前編では、LoGoシリーズのテクニカルサポート担当、橋本さんのお話から、自治体職員さん一人ひとりの心に寄り添う真摯な姿勢を明らかにしました。それは、単なる機能説明や問題解決に終わらない、人間的な温かさに満ちた考え方でした。
後編では、その考え方が生まれる土壌、すなわちトラストバンクのパブリテック事業部という組織のカルチャーについて、さらに深くお話ししていきたいと思います。
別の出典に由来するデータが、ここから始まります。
PR #2095, opened 2024-06-03
fix(Combobox): make value as string of integer work

### LINKED ISSUE #2081: in ComboboxOption if value is a string of a number it gets converted to number
### Description of the bug

when adding a map of comboboxoptions and the value parameter is set to something like '3000' the string is converted to number and the page crashes when writing anything in the search box

### Steps To Reproduce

なぜ私たちは、これほどまでにプロダクトに情熱を注げるのでしょうか。その答えは、橋本さんが語ってくれた、入社後の「驚き」と、私たちの組織に根付く「特徴」の中に隠されていました。
入社して最も衝撃を受けた「プロダクト愛」
「トラストバンクに入社して、最も衝撃を受けたのは、社員の皆さん、特に開発チームの『プロダクト愛』の深さでした。」これまで複数のIT企業でキャリアを積んできた彼女の目には、トラストバンクの文化が非常に新鮮に、そして力強く映ったそうです。「前職までは『うちの子は、もうこういう子ですから…』と、どこか限界を前提に話す感覚がありました。ですが、トラストバンクでは全く違うんです」。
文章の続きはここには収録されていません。